According to the Journal, Nokia's soon-to-be-launched products will include several new Lumia smartphones running Windows Phone 8, which is no surprise. The paper also reports Nokia will serve up some lower-end devices running its S40 . The big news is the tablet, which will don Microsoft's mobile operating system.
Code-named Sirius, Nokia's tablet will go head to head with Android and Apple tablets, as well as with Amazon's popular Kindle and Microsoft's own Surface line. Neither Nokia nor Microsoft could be reached for comment. But industry analysts are already speculating.
Is Timing Everything?
We caught up with Jeff Kagan, a wireless industry analyst, to get his thoughts on the Nokia news, the first big announcement since Microsoft agreed to acquire the company for $7.2 billion in early September. He told us timing of the new mobile device rollouts will be key.
"Nokia may be struggling to market share, but they are slowly doing so. They will introduce a series of new smartphones. Some will be from the Lumia brand and will be updates," Kagan said. "The next Apple iPad update should be right around the same time as this Nokia introduction. So will Nokia be able to keep their head above water or will their announcements get lost in all the Apple noise?"
That remains to be seen. What is clear is that the tablet market may be difficult to gain traction regardless of when Apple launches its next-generation iPad, which industry watchers say should have significant upgrades that help secure its market-leading position.
Selling Beyond the Base
"While tablets are successful looking at it from Apple's perspective with the iPad, it is also a very tough nut to crack looking at it from every other perspective. Samsung using Google Android is the next biggest seller of tablets," Kagan said. "Microsoft Surface is trying, but just can't capture the imagination or the pocketbook. BlackBerry tried and failed. Others are mostly not making any waves yet."
Despite a new and improved Windows Phone 8 and Microsoft marketing dollars behind Nokia's new tablets, Kagan, for one, doesn't expect to see the mobile device company sell a meaningful number of tablets outside its wireless smartphone customer base.
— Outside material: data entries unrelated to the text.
Issue #1240, opened 2018-07-22
Support connecting to the user's own full node


durbanpoison:
- [x] I have checked this feature was not yet requested.

The way Ledger Live works today is that the wallet is getting its balances from a central server run by a third party. This is convenient because it means the user doesn't have to run their own full node for each coin they have in their wallet. But this convenience comes at the cost of some security and privacy guarantees that full nodes provide.

I would like to be able to connect my Ledger Live app to my own full nodes, either nodes running locally on my computer or on a remote server. These full nodes might only be running traffic through Tor, so the wallet application should also support connecting to these nodes through Tor.

#### Part of the application

Settings

attakorns:
Agreed! This would be a very useful feature!

kravens:
We need this, my node my rules, not my node not my rules!

2pac1:
This is a must.
Electrum is lightning years ahead of ledger live.
There should be an option to force the use of TOR + option to pin it to your NODE
Why would Ledger HQ keep logs of your IP address and what UTXOs are you checking!? Come on

Thasugeas:
Please allow this, even without TOR, it would be fine!

System-Glitch:
Any news on this?

althea16:
Isn't this already by possible by just using your Ledger with Wasabi or Electrum, for example, which are connected to your own node??

kravens:
Many users have indeed switched to Electrum or Wasabi to connect their own node to the hardware-wallet, including me.

MikeD10375:
This feature request has been open for years now with no movement on the issue. What is the problem? Is Ledger making money from this data? I would rather not leave Ledger products/services, however since we are being ignored I may have no choice.

Jacksper13:
Following up on this

MikeD10375:
I've had no success using Ledger Live Desktop on my Ubuntu 20.04.1 laptop. I've been using Ledger Live on my Android phone in the meanwhile.

Sent with [ProtonMail](https://protonmail.com) Secure Email.

‐‐‐‐‐‐‐ Original Message ‐‐‐‐‐‐‐

System-Glitch:
#3291 adds support for [satstack](https://github.com/ledgerhq/satstack). I think this addition will allow this issue to be closed.

PR #3291, opened 2020-11-12
LL-3081 Satstack feature

juan-cortes:
Fixes https://github.com/LedgerHQ/ledger-live-desktop/issues/1240

## Testing notes

- testing the app in dev mode do not test the feature correctly. It should be test in production mode. If you still want to do it in dev mode, you must run `lss` command on the terminal when being in the User Data folder where the lss.json has been written, otherwise SatStack won't find the dev's config.


src/renderer/modals/FullNode/FullNodeBody.js
```diff
@@ -0,0 +1,167 @@
...
+        }
+      }
+    }
+    prefill();
+  }, [satStackAlreadyConfigured]);
+
+  useEffect(() => {
+    if (scannedDescriptors) {
+      try {
+        saveLSS({ node: { ...nodeConfig }, accounts: scannedDescriptors });
```
gre, line 85: why do we `...nodeConfig` it ?

src/renderer/modals/FullNode/FullNodeBody.js
```diff
@@ -0,0 +1,167 @@
...
+        if (maybeNodeConfig && maybeNodeConfig.node) {
+          setNodeConfig(maybeNodeConfig.node);
+        }
+      }
+    }
+    prefill();
+  }, [satStackAlreadyConfigured]);
+
+  useEffect(() => {
+    if (scannedDescriptors) {
```
gre, line 83: the condition feels a bit weird.
this sounds like it could run if you edit nodeConfig and have scannedDescriptors settled. But i guess it works since scannedDescriptors changes as second step.
But then, what about the Edit mode? Should we save it when user just "fixes" its config but without needing to scan any new descriptors?

In term of flow, I have feeling that we have two places where we should save:
- after full config (node + descriptors) (for both first time and re-edit time)
- after node config connection succeed validation and **if it's edit mode** (🤔  even tho we could allow to save it even on the first run, but it would make the set up partially complete (missing accounts descriptor) so probably to just do it in edit mode)

src/renderer/modals/FullNode/FullNodeBody.js
```diff
@@ -0,0 +1,167 @@
...
+    const errors = validateRPCNodeConfig(nodeConfig);
+    // NB All fields are required, why do we need these errors?
+    return !errors.length;
+  }, [nodeConfig]);
+
+  useEffect(() => {
+    // Prefill the node data for edit?
+    async function prefill() {
+      if (satStackAlreadyConfigured) {
+        const maybeNodeConfig = await loadLSS();
```
gre, line 73: maybeLSSConfig, it's not just node config in this object.

src/renderer/modals/FullNode/helpers.js
```diff
@@ -0,0 +1,55 @@
...
+  stringifySatsStackConfig,
+  parseSatsStackConfig,
+} from "@ledgerhq/live-common/lib/families/bitcoin/satstack";
+import type { SatsStackConfig } from "@ledgerhq/live-common/lib/families/bitcoin/satstack";
+import path from "path";
+const lssFileName = "lss.json";
+
+export const saveLSS = async (lssConfig: SatsStackConfig) => {
+  const userDataDirectory = resolveUserDataDirectory();
+  const filePath = path.resolve(userDataDirectory, lssFileName);
```
gre, line 16: I think filePath should be on main thread side. There will never be a reason we want the config file to be somewhere else so I would move out this logic (lssFileName, userDataDirectory, filePath) to be in where the invoked functions are implemented.

src/renderer/init.js
```diff
@@ -29,6 +29,7 @@ import dbMiddleware from "~/renderer/middlewares/db";
 import createStore from "~/renderer/createStore";
 import events from "~/renderer/events";
 import { setAccounts } from "~/renderer/actions/accounts";
+import { loadLSS } from "~/renderer/modals/FullNode/helpers";
```
gre, line 32: I don't like the fact this loadLSS is in a hidden place like modals/FullNode/helpers. I would prefer we put it next to the other loaders, probably in renderer/storage.js itself.

src/renderer/modals/FullNode/helpers.js
```diff
@@ -0,0 +1,55 @@
...
+
+  if (filePath) {
+    const configStub = {
+      node: { host: "", username: "", password: "" },
+      accounts: [],
+    };
+    const maybeExistingConfig = (await loadLSS()) || configStub;
+    const updated = editSatsStackConfig(maybeExistingConfig || { accounts: [] }, lssConfig);
```
gre, line 24: I don't understand why we `|| { accounts: [] }` with the configStub logic just done before.

src/renderer/modals/FullNode/helpers.js
```diff
@@ -0,0 +1,55 @@
...
+    await ipcRenderer.invoke("generate-lss-config", filePath, stringifySatsStackConfig(updated));
```
gre, line 25: with the current logic, this could fail because you have silented the error case of writing the file.
either don't try {} catch {} on the other side OR do a condition here.

I tend to think we must not try catch on other side because you would need to display an error on the UI, right?

src/renderer/modals/FullNode/helpers.js
```diff
@@ -0,0 +1,55 @@
...
+    setEnvOnAllThreads("SATSTACK", true);
+  }
+};
+
+export const removeLSS = async () => {
+  const userDataDirectory = resolveUserDataDirectory();
+  const filePath = path.resolve(userDataDirectory, lssFileName);
+
+  if (filePath) {
+    await ipcRenderer.invoke("delete-lss-config", filePath);
```
gre, line 35: same. this might fail.

src/renderer/modals/FullNode/helpers.js
```diff
@@ -0,0 +1,55 @@
...
+
+export const loadLSS = async (): Promise<?SatsStackConfig> => {
+  const userDataDirectory = resolveUserDataDirectory();
+  const filePath = path.resolve(userDataDirectory, lssFileName);
+
+  if (filePath) {
+    const satStackConfigRaw = await ipcRenderer.invoke("load-lss-config", filePath);
+    try {
+      const config = parseSatsStackConfig(satStackConfigRaw);
+      setEnvOnAllThreads("SATSTACK", true);
```
gre, line 48: same.

src/renderer/modals/FullNode/helpers.js
```diff
@@ -0,0 +1,55 @@
...
+      return config;
+    } catch (e) {
+      // Bad data from the file for instance.
```
gre, line 51: well, are you sure this happens? because you try catch on other side. also we never should catch(e) without a log.

src/renderer/modals/FullNode/steps/StepAccounts.js
```diff
@@ -0,0 +1,133 @@
...
+const Accounts = () => {
+  // FIXME Not using the AccountList componenent because styles differ quite a bit, we should unify.
+  const accounts = useSelector(accountsSelector);
+  const [numberOfAccountsToScan, setNumberOfAccountsToScan] = useState(10);
+  const currency = getCryptoCurrencyById("bitcoin");
+  const bitcoinAccounts = accounts.filter(a => getAccountCurrency(a) === currency);
+
+  const onUpdateNumberOfAccountsToScan = useCallback(value => {
+    const newNumberOfAccounts = parseInt(value) || 1;
+    if (newNumberOfAccounts < 1000) {
```
gre, line 41: with suggestion above of maxlength, you would not need it, but if you want it safe, this logic should be part of the fallback logic.

src/renderer/modals/FullNode/steps/StepAccounts.js
```diff
@@ -0,0 +1,133 @@
...
+
+const Accounts = () => {
+  // FIXME Not using the AccountList componenent because styles differ quite a bit, we should unify.
+  const accounts = useSelector(accountsSelector);
+  const [numberOfAccountsToScan, setNumberOfAccountsToScan] = useState(10);
+  const currency = getCryptoCurrencyById("bitcoin");
+  const bitcoinAccounts = accounts.filter(a => getAccountCurrency(a) === currency);
+
+  const onUpdateNumberOfAccountsToScan = useCallback(value => {
+    const newNumberOfAccounts = parseInt(value) || 1;
```
gre, line 40: please give 10 to second parameter of parseInt.
I suggest to fallback to 1 as soon as the value is `isNaN()`, `!isFinite()` or `< 1`.
and also to actively deny an edit that would make it higher than 1000 as you seem to do before => maybe just use "maxlength 3" on the input?

src/renderer/modals/FullNode/steps/StepConnectDevice.js
```diff
@@ -0,0 +1,151 @@
...
+        deviceId: device.deviceId,
+        currency,
+        limit: 10,
+      })
+        // $FlowFixMe I don't know what you want.
+        .pipe(reduce((acc, item) => acc.concat({ descriptor: item }), []))
+        .subscribe(descriptors => {
+          setScanStatus(connectionStatus.SUCCESS);
+          setScannedDescriptors(descriptors);
+        });
```
gre, line 52: ⚠️ you must handle error case of the subscription which can happen for various reasons. Like sleep mode of device, quitting the app on the device, etc..

src/renderer/modals/FullNode/steps/StepConnectDevice.js
```diff
@@ -0,0 +1,151 @@
...
+  setError: Error => void,
+}) => {
+  const currency = getCryptoCurrencyById("bitcoin");
+  const [device, setDevice] = useState(null);
+  const [scanStatus, setScanStatus] = useState<ConnectionStatus>(connectionStatus.IDLE);
+
+  useEffect(() => {
+    if (device) {
+      const currency = getCryptoCurrencyById("bitcoin");
+      command("scanDescriptors")({
```
gre, line 42: ⚠️  you must keep a subscription param and unsubscribe when the effect is gone.

src/renderer/modals/FullNode/steps/StepConnectDevice.js
```diff
@@ -0,0 +1,151 @@
...
+        limit: 10,
+      })
+        // $FlowFixMe I don't know what you want.
+        .pipe(reduce((acc, item) => acc.concat({ descriptor: item }), []))
+        .subscribe(descriptors => {
+          setScanStatus(connectionStatus.SUCCESS);
+          setScannedDescriptors(descriptors);
+        });
+    }
+  }, [device, setScannedDescriptors]);
```
gre, line 54: would it be possible for `device` to actually mutate and trigger again the scan?

src/renderer/modals/FullNode/steps/StepConnectDevice.js
```diff
@@ -0,0 +1,151 @@
...
+  scannedDescriptors,
+}: {
+  onClose: () => void,
+  onStepChange: FullNodeSteps => void,
+  scannedDescriptors: any,
+}) => {
+  const onOpenUserDataFolder = useCallback(() => {
+    const userDataDirectory = resolveUserDataDirectory();
+    shell.showItemInFolder(userDataDirectory);
+  }, []);
```
gre, line 131: why don't we have an existing component that do exactly that? It seems we repeat ourself with the same button that exists in settings?

src/renderer/modals/FullNode/steps/StepDisconnect.js
```diff
@@ -0,0 +1,43 @@
...
+
+const Disconnect = () => (
+  <Box>
+    <Illustration />
+  </Box>
+);
+
+export const StepDisconnectFooter = ({ onClose }: { onClose: () => void }) => {
+  const onConfirmDisconnect = useCallback(() => {
+    removeLSS();
```
gre, line 27: - this is async
- this might fail

src/renderer/modals/FullNode/steps/StepSatStack.js
```diff
@@ -0,0 +1,189 @@
...
+import { urls } from "~/config/urls";
+
+const SatStack = ({
+  satStackDownloaded,
+  setSatStackDownloaded,
+}: {
+  satStackDownloaded: boolean,
+  setSatStackDownloaded: boolean => void,
+}) => {
+  const latestStatus = useObservable(statusObservable, { type: "satstack-disconnected" });
```
gre, line 24: mmh I don't think the initial state should be `{ type: "satstack-disconnected" }`
it should be actually null/undefined and in that case you would render a spinner because we don't actually know yet the status. (see #sat-stack discussion)

src/renderer/screens/settings/sections/Accounts/FullNodeStatus.js
```diff
@@ -0,0 +1,64 @@
...
+const naiveMapping = {
+  ko: ["satstack-disconnected", "node-disconnected", "invalid-chain"],
+  ok: ["ready"],
+  pending: ["syncing", "scanning", "initializing"],
+};
+
+const FullNodeStatus = () => {
+  const { t } = useTranslation();
+  const latestStatus = useObservable(statusObservable, { type: "satstack-disconnected" });
+  const satStackAlreadyConfigured = getEnv("SATSTACK");
```
gre, line 37: `useEnv`

src/renderer/modals/FullNode/steps/StepSatStack.js
```diff
@@ -0,0 +1,189 @@
...
+};
+
+export const StepSatStackFooter = ({
+  satStackDownloaded,
+  onClose,
+}: {
+  satStackDownloaded: boolean,
+  onClose: () => void,
+}) => {
+  const latestStatus = useObservable(statusObservable, { type: "satstack-disconnected" });
```
gre, line 174: same.

src/renderer/reducers/settings.js
```diff
@@ -383,6 +385,8 @@ export const swapProvidersSelector = (state: Object) => state.settings.swapProvi
 
 export const showClearCacheBannerSelector = (state: Object) => state.settings.showClearCacheBanner;
 
+export const fullNodeEnabledSelector = (state: Object) => state.settings.fullNodeEnabled;
```
gre, line 388: I don't understand why we need to track this boolean and where we would not be able to replace that usage by a `useEnv("SATSTACK")`

gre (dismissed):

src/internal/commands/scanDescriptors.js
```diff
@@ -0,0 +1,17 @@
+// @flow
+import type { Observable } from "rxjs";
+import { from } from "rxjs";
+import { scanDescriptors } from "@ledgerhq/live-common/lib/families/bitcoin/descriptor";
+import type { AccountDescriptor } from "@ledgerhq/live-common/lib/families/bitcoin/descriptor";
+import type { CryptoCurrency } from "@ledgerhq/live-common/lib/types";
+
+type Input = {
+  deviceId: string,
+  currency: CryptoCurrency,
```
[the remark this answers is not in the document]
juan-cortes: Sure, it's bitcoin anyway

src/renderer/modals/FullNode/FullNodeBody.js
```diff
@@ -0,0 +1,167 @@
...
+
+  const [numberOfAccountsToScan, setNumberOfAccountsToScan] = useState(10);
+  const [nodeConfig, setNodeConfig] = useState<RPCNodeConfig>({
+    host: "",
+    username: "",
+    password: "",
+    notls: false,
+  });
+  const [scannedDescriptors, setScannedDescriptors] = useState();
+  const patchNodeConfig = useCallback((patch: any) => setNodeConfig({ ...nodeConfig, ...patch }), [
```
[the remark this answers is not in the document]
juan-cortes: Seems like yes, it can

src/renderer/modals/FullNode/FullNodeBody.js
juan-cortes: Because it's wrong

src/renderer/modals/FullNode/FullNodeBody.js
juan-cortes: Fair enough

src/renderer/modals/FullNode/helpers.js
juan-cortes: Makes sense

src/renderer/init.js
juan-cortes: Moved them

src/renderer/modals/FullNode/helpers.js
juan-cortes: Me neither, probably trying to make flow happy at some point

src/renderer/modals/FullNode/helpers.js
juan-cortes: Not try/catch on the main thread anymore, all errors will be thrown, let's see how that goes

src/renderer/modals/FullNode/helpers.js
juan-cortes: removed all catches, errors will be thrown

src/renderer/modals/FullNode/steps/StepAccounts.js
juan-cortes: Removed it, added the , 10 to parse int

src/renderer/modals/FullNode/steps/StepConnectDevice.js
juan-cortes: good catch

src/renderer/modals/FullNode/steps/StepDisconnect.js
juan-cortes: So what do you want me to do about it?
If it fails to delete... then whelp, we tried 🤷

src/renderer/modals/FullNode/FullNodeBody.js
juan-cortes: it will save in both steps after initial setup and only after descriptor import on the initial setup

src/renderer/modals/FullNode/steps/StepConnectDevice.js
juan-cortes: We do, had to tweak it to be generic, but we do now.

src/renderer/modals/FullNode/steps/StepDisconnect.js
gre: yeah it's ok; we can keep it fire and forget

gre (commented):
all looks good to me.

- we'll need to wait wordings / url
- conflicts on yarn.lock

gre (dismissed):

onyb:
### Some test plans

This is in addition to testing the dedicated UX.

#### Synchronization

|      | balance ok | transaction history ok (+ amount, fees, addresses) | sum of ops ok | utxos ok |
|:--|:-------:|:-------:|:-------------:|:------:|
| **legacy** | ☐  | ☐ | ☐ | ☐ |
| **segwit** | ☐ | ☐ | ☐ | ☐ |
| **native segwit** | ☐ | ☐ | ☐ | ☐ |

#### Fee estimation

- [ ] ok

#### Transactions from one account to another within Ledger Live

- [ ] successful
- [ ] transaction visible under both destination and recipient accounts.
- [ ] confirmations updated

#### Transactions between different pairs of account types

|      | legacy | segwit | native segwit |
|:--|:-------:|:-------:|:-------------:|
| **legacy** | ☐  | ☐ | ☐ |
| **segwit** | ☐ | ☐ | ☐ |
| **native segwit** | ☐ | ☐ | ☐ |

#### Coin control

- [ ] UTXOs have confirmations.  ⚠️ known bug ⚠️

#### Bitcoind

- [ ] v0.20.0 ok
- [ ] v0.21.0 ok  (unreleased, but let's test anyway)

#### satstack

- [ ] can connect to bitcoind on the same machine
- [ ] can connect to bitcoind on a different machine
- [ ] works on Linux
- [ ] works on Mac OS
- [ ] works on Windows

gre:
@juan-cortes can you merge develop in? Thanks

juan-cortes:
> @juan-cortes can you merge develop in? Thanks

Develop merged in

gre (approved):

Arnaud97234 (changes requested):
@onyb @gre 

- Bitcoin 4 (Native Segwit): `xpub6CwXeXS3Y59ByJgRQGDMro3UESKvkBtdwB8EfNX6Z3jCSryVu51Em8PUaBpJcFBLgbWSv8jDpnBFWRbTpquDMYdcq1aAdzNFnPhHj88qrM6`
tx `20282d7a7cccac8225669e13718a00e8eba69367f52bd12314ac85fabe0a3469` is from changelly. The "From" address is missing. 

- Bitcoin 3 (Segwit): `xpub6DVf7AmjyPfAEpWjZGUXZf2YTADcK8Q69AfSyCFPg3duqnWChdj3R3es17KLN85HXGUDCP3gfu3DAXUY7bgUTMezSLz3eaq5dsQybYVkP8q`
tx '2c80b773f88ab907e986a9856bbb05716d26bdc91506e9d0f03d604c16eaab05' was made from an account that is not known by satstacks, the from address is present in the receive operation.

- On satstack side, All transactions made after I setup my personal node appear with a date "1970/01/01" (Tx made with satstack or regular LL explorer).
Pending tx status is "confirmed" with satstack while it shouldn't. Also the amount of confirmations is huge while it shouldn't.

Satstack:
image

Ledger explorer:
Screenshot from 2020-11-26 20-14-43

You can use the enclosed lss.json file to investigate:
[lss.json.zip](https://github.com/LedgerHQ/ledger-live-desktop/files/5604475/lss.json.zip)

gre:
Could it be a bug in satstack?

The missing from is weird but not that critical.
The timestamp issue is a bit more annoying, especially for the operation list and the balance history.

dasilvarosa:
The number of confirmations seems to be the block in which the transaction was included.

gre:
@juan-cortes can you investigate on possible reason of this?
- what is in the Account data that makes it glitch
- following the rabbit hole, what would be the specific HTTP call & data that would lead to such bad Account data (my intuition is one of the http call don't have correct info, and we can compare with Ledger's explorer)

gre:
ok actually not easy to test on our side unless we get your full set up. will take time to investigate, we will plan next week.

=> going to shift the settings to Experimental settings

- the settings must be in experimental. at the end of the list.
- once you have lss.json enabled, it also should show you the "Experimental used" bottom-left label so we are consistent with the other experimental.

@juan-cortes can you work on this? 👍

onyb:
**Missing `from` field:**

A full node can only know about your own addresses, therefore Changelly's address is empty. Whenever possible, satstack will try to infer it from whatever information it has.

I guess we need to include some UX fix here:
"if satstack enabled and no from address, display an info explaining why."

**Crazy number of confirmations:**

Looks like an integer overflow to me.

**Wrong timestamps:**

@Arnaud97234 Can you confirm if you see this only for unconfirmed transactions? What happens if you clear cache after the transaction has some confirmations?

gre:
@juan-cortes please merge develop in.

juan-cortes:
> @juan-cortes please merge develop in.

Monday boss, it's too late now

gre:
(mmh still conflicting, also lint issue)

static/i18n/en/app.json
```diff
@@ -245,6 +245,134 @@
...
+              "header": "Could not reach full node",
+              "description": "Please verify that your node is reachable and that the connection settings you entered are correct."
+            },
+            "invalid-chain": {
+              "header": "invalid-chain title",
+              "description": "invalid-chain description for tooltip"
+            },
+            "initializing": {
+              "header": "Loading",
+              "description": ""
```
gre, line 351: wording

juan-cortes:
> (mmh still conflicting, also lint issue)

Merged again, fixed lint issue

"So if they have around 3 or 4 percent market share on smartphones, perhaps they can carve out a portion of that in the tablet space. The tablet may or may not increase their market share, but could increase their profitability even in the small segment they currently play in," Kagan said. "It all depends on the steak and the sizzle. First there has to be a really good design, then there has to be incredibly effective marketing to sell the design."